> [What to do] Write the data out verbatim.
---------------
PR #1408, opened 2021-05-16
autolink URLs in chat messages using getLinkFromText

### LINKED ISSUE #1406: Autodetect and make URLs in the chat hyperlinks
I do expect audience to provide pointers and links to other chat rooms and external websites. ATM URLs in the chat are not presented as hyperlinks, requiring dances to follow them.  I think it would be great UX feature and trivial to implement to convert them (upon rendering) into `<a>` elements.  Smart code should probably discriminate between external URLs and URLs to the event website and open external in a new window with needed security provisions. Or just open always in external since we should encourage people to stay in the chat.

Somewhat relates to discussion in https://github.com/sparkletown/sparkle/pull/1387 for the internal urls.  But otherwise I think it should be safe and very useful UX feature very easy to implement.

yarikoptic:
Thanks @margulies for the pointer to the existing function!

I have first tried to mess around on top of #1394 with ad-hoc function (pushed that mess to https://github.com/yarikoptic/sparkle/commit/0503b269ecfc6278ab776758ef75ab47e1b40991) but then @margulies pointed me to this one and the fix was trivial to implement.  Closes #1406 

Would conflict with #1394 and I am yet to see what is the best way to "merge" the two, and we are yet to decide on how to proceed with #1394.  In my personal preference I think emoji support is more "valuable" but I hope we will not need to choose one over another

edit: ha -- for emojis, adding Emoji instead of fragment right in that getLinkFromText works nicely:

<details>
<summary>the patch</summary> 

```diff
--- a/src/utils/getLinkFromText.tsx
+++ b/src/utils/getLinkFromText.tsx
@@ -1,5 +1,7 @@
 import React from "react";
 
+import Emoji from "react-emoji-render";
+
 import { isExternalUrl, getExtraLinkProps } from "./url";
 
 export const getLinkFromText = (text: string) => {
@@ -24,7 +26,7 @@ export const getLinkFromText = (text: string) => {
         </a>
       );
     } else {
-      return <React.Fragment key={index}>{word} </React.Fragment>;
+      return <Emoji text={word} />;
     }
   });
 };

```
</details>

<details>
<summary>the looks</summary> 

image

</details>
which show the defect -- absent space between words then, so slight tune up will be needed

### DIFF
--- a/src/components/atoms/ChatMessage/ChatMessage.tsx
+++ b/src/components/atoms/ChatMessage/ChatMessage.tsx
@@ -5,6 +5,8 @@ import { faReply } from "@fortawesome/free-solid-svg-icons";
 
 import { MessageToDisplay } from "types/chat";
 
+import { getLinkFromText } from "utils/getLinkFromText";
+
 import { WithId } from "utils/id";
 
 import { useShowHide } from "hooks/useShowHide";
@@ -42,7 +44,7 @@ export const ChatMessage: React.FC<ChatProps> = ({
     () =>
       replies?.map((reply) => (
         <div key={reply.id} className="ChatMessage__reply">
-          {reply.text}
+          {getLinkFromText(reply.text)}
           <ChatMessageInfo
             message={reply}
             deleteMessage={() => deleteMessage(reply.id)}
@@ -68,7 +70,7 @@ export const ChatMessage: React.FC<ChatProps> = ({
     <div className={containerStyles}>
       <div className="ChatMessage__bulb">
         <div className="ChatMessage__text-content">
-          <div className="ChatMessage__text">{text}</div>
+          <div className="ChatMessage__text">{getLinkFromText(text)}</div>
 
           <div className="ChatMessage__reply-icon">
             <FontAwesomeIcon


yarikoptic:
Re PR description enforcer - seems just failed to swallow: enforce
GitHub Actions has encountered an internal error when running your job.

0xdevalias:
> but I hope we will not need to choose one over another

Ultimately we won't have to pick one vs the other. We'll just need to figure the best way to merge the two PRs in a compatible way.

src/components/atoms/ChatMessage/ChatMessage.tsx
```diff
@@ -9,6 +9,7 @@ import { MessageToDisplay } from "types/chat";
 import { useProfileModalControls } from "hooks/useProfileModalControls";
 
 import { UserAvatar } from "components/atoms/UserAvatar";
+import { getLinkFromText } from "utils/getLinkFromText";
```
0xdevalias, line 12: Re-arranging import order to match our preferred style (types, utils, hooks, components, local `./` imports, etc)

```suggestion
import { getLinkFromText } from "utils/getLinkFromText";

import { useProfileModalControls } from "hooks/useProfileModalControls";

import { UserAvatar } from "components/atoms/UserAvatar";
```

src/components/atoms/ChatMessage/ChatMessage.tsx
```diff
@@ -36,7 +37,7 @@ export const ChatMessage: React.FC<ChatProps> = ({
 
   return (
     <div className={containerStyles}>
-      <div className="chat-message__text">{text}</div>
+      <div className="chat-message__text">{getLinkFromText(text)}</div>
```
0xdevalias, line 40: See my thoughts/concerns on the potential security rammifications of exposing this functionality to users (as opposed to just admins/venue owners) without further vetting/checking our current implementation in: 

> >  But otherwise I think it should be safe and very useful UX feature very easy to implement.
> 
> We need to be careful about how this gets implemented, as there are many ways that links/URLs can be turned into a security vulnerability (eg. linking to `javascript:alert('do something malicious here')`)
> 
> ---
> 
> > possible solutions are in stackoverflow.com/questions/33235890/react-replace-links-in-a-text . Haven't spotted any react- library mentioned there already being used but didn't look too hard
> 
> We actually already have this functionality within the `AnnouncementMessage` component (used for the banners displayed at the top screen), using `getLinkFromText` from `src/utils/getLinkFromText.tsx`.
> 
> The 'risk' of that implementation is limited to venue owners/admins at the moment, so there is less scope for a malicious user to be able to take advantage of it. I would want to assess the implementation with more scrutiny before exposing that functionality to any guest that can use the chat feature.
> 
> _Originally posted by @0xdevalias in https://github.com/sparkletown/sparkle/issues/1406#issuecomment-841969107_

0xdevalias: @mike-lvov FYI: Need to check through the implementation of `getLinkFromText` from a security-mindset and ensure it's not going to allow any security vulnerabilities.

0xdevalias (commented):
See thoughts/potential concerns in review comments below. Aside from those, the changes here look good. Once we make a decision/assess the potential risk ,this PR is probably good to merge as is (assuming we don't identify any other vulnerabilities in the current implementation of `getLinkFromText` to fix)

0xdevalias (changes requested):
Marking as 'request changes' to block merging until we finalise the aspects noted in https://github.com/sparkletown/sparkle/pull/1408#pullrequestreview-660539167

yarikoptic:
FTR: rebased against fresh staging with threaded chat support.

src/components/atoms/ChatMessage/ChatMessage.tsx
mike-lvov: > @mike-lvov FYI: Need to check through the implementation of getLinkFromText from a security-mindset and ensure it's not going to allow any security vulnerabilities.

As a solution, we can allow to only render links in messages from the `admins`, but I haven't thought about the implementation for that + if it will be that useful, if it's only admins who can post links

0xdevalias: @mike-lvov I think it'd probably be better UX if everyone was able to have their links/etc. I don't think it would take all that long to assess it from a security standpoint. Just need to dedicate the time for it. Would probably take less time to do that than to add the 'only do it for admins' feature I would expect.

yarikoptic:
overall I think this particular PR is superseded by #1383, so if that one is merged, this could be closed

yarikoptic:
I will just close this one -- it should be superseded by #1383 (markdown). We know where to find it if #1383 doesn't land

0xdevalias:
> I will just close this one -- it should be superseded by #1383 (markdown). We know where to find it if #1383 doesn't land

@yarikoptic Makes sense, sounds good.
---------------
> [The completed task]
PR #1408, opened 2021-05-16
autolink URLs in chat messages using getLinkFromText

### LINKED ISSUE #1406: Autodetect and make URLs in the chat hyperlinks
I do expect audience to provide pointers and links to other chat rooms and external websites. ATM URLs in the chat are not presented as hyperlinks, requiring dances to follow them.  I think it would be great UX feature and trivial to implement to convert them (upon rendering) into `<a>` elements.  Smart code should probably discriminate between external URLs and URLs to the event website and open external in a new window with needed security provisions. Or just open always in external since we should encourage people to stay in the chat.

Somewhat relates to discussion in https://github.com/sparkletown/sparkle/pull/1387 for the internal urls.  But otherwise I think it should be safe and very useful UX feature very easy to implement.

yarikoptic:
Thanks @margulies for the pointer to the existing function!

I have first tried to mess around on top of #1394 with ad-hoc function (pushed that mess to https://github.com/yarikoptic/sparkle/commit/0503b269ecfc6278ab776758ef75ab47e1b40991) but then @margulies pointed me to this one and the fix was trivial to implement.  Closes #1406 

Would conflict with #1394 and I am yet to see what is the best way to "merge" the two, and we are yet to decide on how to proceed with #1394.  In my personal preference I think emoji support is more "valuable" but I hope we will not need to choose one over another

edit: ha -- for emojis, adding Emoji instead of fragment right in that getLinkFromText works nicely:

<details>
<summary>the patch</summary> 

```diff
--- a/src/utils/getLinkFromText.tsx
+++ b/src/utils/getLinkFromText.tsx
@@ -1,5 +1,7 @@
 import React from "react";
 
+import Emoji from "react-emoji-render";
+
 import { isExternalUrl, getExtraLinkProps } from "./url";
 
 export const getLinkFromText = (text: string) => {
@@ -24,7 +26,7 @@ export const getLinkFromText = (text: string) => {
         </a>
       );
     } else {
-      return <React.Fragment key={index}>{word} </React.Fragment>;
+      return <Emoji text={word} />;
     }
   });
 };

```
</details>

<details>
<summary>the looks</summary> 

image

</details>
which show the defect -- absent space between words then, so slight tune up will be needed

### DIFF
--- a/src/components/atoms/ChatMessage/ChatMessage.tsx
+++ b/src/components/atoms/ChatMessage/ChatMessage.tsx
@@ -5,6 +5,8 @@ import { faReply } from "@fortawesome/free-solid-svg-icons";
 
 import { MessageToDisplay } from "types/chat";
 
+import { getLinkFromText } from "utils/getLinkFromText";
+
 import { WithId } from "utils/id";
 
 import { useShowHide } from "hooks/useShowHide";
@@ -42,7 +44,7 @@ export const ChatMessage: React.FC<ChatProps> = ({
     () =>
       replies?.map((reply) => (
         <div key={reply.id} className="ChatMessage__reply">
-          {reply.text}
+          {getLinkFromText(reply.text)}
           <ChatMessageInfo
             message={reply}
             deleteMessage={() => deleteMessage(reply.id)}
@@ -68,7 +70,7 @@ export const ChatMessage: React.FC<ChatProps> = ({
     <div className={containerStyles}>
       <div className="ChatMessage__bulb">
         <div className="ChatMessage__text-content">
-          <div className="ChatMessage__text">{text}</div>
+          <div className="ChatMessage__text">{getLinkFromText(text)}</div>
 
           <div className="ChatMessage__reply-icon">
             <FontAwesomeIcon


yarikoptic:
Re PR description enforcer - seems just failed to swallow: enforce
GitHub Actions has encountered an internal error when running your job.

0xdevalias:
> but I hope we will not need to choose one over another

Ultimately we won't have to pick one vs the other. We'll just need to figure the best way to merge the two PRs in a compatible way.

src/components/atoms/ChatMessage/ChatMessage.tsx
```diff
@@ -9,6 +9,7 @@ import { MessageToDisplay } from "types/chat";
 import { useProfileModalControls } from "hooks/useProfileModalControls";
 
 import { UserAvatar } from "components/atoms/UserAvatar";
+import { getLinkFromText } from "utils/getLinkFromText";
```
0xdevalias, line 12: Re-arranging import order to match our preferred style (types, utils, hooks, components, local `./` imports, etc)

```suggestion
import { getLinkFromText } from "utils/getLinkFromText";

import { useProfileModalControls } from "hooks/useProfileModalControls";

import { UserAvatar } from "components/atoms/UserAvatar";
```

src/components/atoms/ChatMessage/ChatMessage.tsx
```diff
@@ -36,7 +37,7 @@ export const ChatMessage: React.FC<ChatProps> = ({
 
   return (
     <div className={containerStyles}>
-      <div className="chat-message__text">{text}</div>
+      <div className="chat-message__text">{getLinkFromText(text)}</div>
```
0xdevalias, line 40: See my thoughts/concerns on the potential security rammifications of exposing this functionality to users (as opposed to just admins/venue owners) without further vetting/checking our current implementation in: 

> >  But otherwise I think it should be safe and very useful UX feature very easy to implement.
> 
> We need to be careful about how this gets implemented, as there are many ways that links/URLs can be turned into a security vulnerability (eg. linking to `javascript:alert('do something malicious here')`)
> 
> ---
> 
> > possible solutions are in stackoverflow.com/questions/33235890/react-replace-links-in-a-text . Haven't spotted any react- library mentioned there already being used but didn't look too hard
> 
> We actually already have this functionality within the `AnnouncementMessage` component (used for the banners displayed at the top screen), using `getLinkFromText` from `src/utils/getLinkFromText.tsx`.
> 
> The 'risk' of that implementation is limited to venue owners/admins at the moment, so there is less scope for a malicious user to be able to take advantage of it. I would want to assess the implementation with more scrutiny before exposing that functionality to any guest that can use the chat feature.
> 
> _Originally posted by @0xdevalias in https://github.com/sparkletown/sparkle/issues/1406#issuecomment-841969107_

0xdevalias: @mike-lvov FYI: Need to check through the implementation of `getLinkFromText` from a security-mindset and ensure it's not going to allow any security vulnerabilities.

0xdevalias (commented):
See thoughts/potential concerns in review comments below. Aside from those, the changes here look good. Once we make a decision/assess the potential risk ,this PR is probably good to merge as is (assuming we don't identify any other vulnerabilities in the current implementation of `getLinkFromText` to fix)

0xdevalias (changes requested):
Marking as 'request changes' to block merging until we finalise the aspects noted in https://github.com/sparkletown/sparkle/pull/1408#pullrequestreview-660539167

yarikoptic:
FTR: rebased against fresh staging with threaded chat support.

src/components/atoms/ChatMessage/ChatMessage.tsx
mike-lvov: > @mike-lvov FYI: Need to check through the implementation of getLinkFromText from a security-mindset and ensure it's not going to allow any security vulnerabilities.

As a solution, we can allow to only render links in messages from the `admins`, but I haven't thought about the implementation for that + if it will be that useful, if it's only admins who can post links

0xdevalias: @mike-lvov I think it'd probably be better UX if everyone was able to have their links/etc. I don't think it would take all that long to assess it from a security standpoint. Just need to dedicate the time for it. Would probably take less time to do that than to add the 'only do it for admins' feature I would expect.

yarikoptic:
overall I think this particular PR is superseded by #1383, so if that one is merged, this could be closed

yarikoptic:
I will just close this one -- it should be superseded by #1383 (markdown). We know where to find it if #1383 doesn't land

0xdevalias:
> I will just close this one -- it should be superseded by #1383 (markdown). We know where to find it if #1383 doesn't land

@yarikoptic Makes sense, sounds good.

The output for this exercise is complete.